▶ Exercise goal
Would you retype the records below exactly as they appear?

▶ Entries taken from a collection
PR #1249, opened 2024-05-31
chore: build docs on PR and push to main

Venefilyn:
This builds and checks the documentation builds and for commits on main branch it will deploy to GitHub Pages

Confirmed to work on my repo
https://venefilyn.github.io/convert2rhel

Jira Issues:

-

Checklist

### DIFF
--- a/.devcontainer/alma9/alma9-development.Containerfile
+++ b/.devcontainer/alma9/alma9-development.Containerfile
@@ -5,7 +5,8 @@ ENV PYTHON python3
 ENV PIP pip
 ENV PYTHONDONTWRITEBYTECODE 1
 
-ENV APP_DEV_DEPS "alma9/requirements.txt"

▶ Your response
PR #1249, opened 2024-05-31
chore: build docs on PR and push to main

Venefilyn:
This builds and checks the documentation builds and for commits on main branch it will deploy to GitHub Pages

Confirmed to work on my repo
https://venefilyn.github.io/convert2rhel

Jira Issues:

-

Checklist

### DIFF
--- a/.devcontainer/alma9/alma9-development.Containerfile
+++ b/.devcontainer/alma9/alma9-development.Containerfile
@@ -5,7 +5,8 @@ ENV PYTHON python3
 ENV PIP pip
 ENV PYTHONDONTWRITEBYTECODE 1
 
-ENV APP_DEV_DEPS "alma9/requirements.txt"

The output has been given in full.